Love was flanked by teammates Larry Nance Jr., Cedi Osman and Ante Zizic lining the other three main hoops during the joint workout time. NBA guidelines instruct teams to permit only four players to be in the building at a time, and they must maintain a distance of 12 feet between one another.

Still, they could communicate by shouting across the court.

“Cedi was talking his normal funny talk,” Love quipped. “Nobody listens to him.”

Each basket also had a corresponding table stocked with disinfectants, snacks, towels and water.

“Just making sure everything was separated so there wasn’t any cross contamination between the players,” Love said.

Love brought a pair of sneakers from home, and the team provided practice gear, in a bag, to change into and two designated basketballs to use.

With players being restricted to the practice court, weight room and training room, that meant the showers were off limits when the workout was finished.

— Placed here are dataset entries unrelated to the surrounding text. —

PR #87, opened 2025-12-12
feat: enforce sign-offs of DCO instead of statement in PR

kejne:
The previous statement in the PR to be replaced by a DCO sign-off.
Merging PR:s without it will not be possible with this change.

### DIFF
--- a/.github/actions/require-signed-off/action.yml
+++ b/.github/actions/require-signed-off/action.yml
@@ -4,13 +4,13 @@ description: Ensure every commit in the range carries at least one Signed-off-by
 
 inputs:
   base_sha:
-    description: 'Base commit SHA to compare against (defaults to the pull request base)'
+    description: "Base commit SHA to compare against (defaults to the pull request base)"
     required: false
-    default: ''
+    default: ""
   head_sha:
-    description: 'Head commit SHA to compare (defaults to the workflow SHA)'
+    description: "Head commit SHA to compare (defaults to the workflow SHA)"
     required: false
-    default: ''
+    default: ""
 
 runs:
   using: composite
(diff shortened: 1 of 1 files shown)


.github/actions/require-signed-off/action.yml
```diff
@@ -0,0 +1,61 @@
...
+      shell: bash
+      run: |
+        set -euo pipefail
+
+        BASE_SHA=${{ inputs.base_sha != '' && inputs.base_sha || github.event.pull_request.base.sha }}
+        HEAD_SHA=${{ inputs.head_sha != '' && inputs.head_sha || github.sha }}
+
+        if [[ -z "$BASE_SHA" || -z "$HEAD_SHA" ]]; then
+          echo "::warning::Base or head SHA unavailable; skipping signed-off check."
+          exit 0
```
thobiaskarlsson: **suggestion**: If we should really enforce signed-off commits, exit with error code instead if this ever happens as something is clearly erroneous in the script or the branch tree.

.github/workflows/require-signed-off.yml
```diff
@@ -0,0 +1,20 @@
+name: Require Signed-Off Commits
+
+on:
+  pull_request:
+    types: [opened, synchronize, reopened]
```
thobiaskarlsson: **question**: Requiring signed-off commits in the PR is one thing, but since we allow Squash-commits, do we enforce this on the final commit that goes to `main`?

thobiaskarlsson (commented):
Great improvement!

.github/actions/require-signed-off/action.yml
kejne: This is basically in the event where you have a brand new repo/initial commit scenario. In that case you don't want the action to fail. So it doesn't have to be incorrect.
But I would agree that it's better to fail in this case.

.github/workflows/require-signed-off.yml
kejne: The sign-off will be added to the squash commit by default. Will look like this:
https://github.com/WirelessCar/nauth/commit/a88d5c9eb5bc014cba66a27c95d4db9d5c0c40c4
(See PR link for ref)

“I changed my clothes and got out of there and showered at home,” Love said, “which doesn’t bode well for a guy like me who sweats a lot.”

Love considered the workout a “dry run of what things could look like” when teams request their players come back into their home markets for group practices.

For now, Love said, the individual workouts three to four times a week will have to suffice.

“I feel like anybody who needs an escape or in everyday life is looking for any type of normalcy back doing something they love,” he said. “For me, I played 25-ish years of organized basketball, and this is the longest I’ve ever gone without touching [a basketball]. And it’s something I really, really enjoy doing.

“So for me, it definitely was a big dopamine hit, and it just felt great to get in there and sweat outside of doing my workouts at home or getting on a treadmill. Going out there and having some sense of normalcy and getting on the court and actually shooting was pretty uplifting.”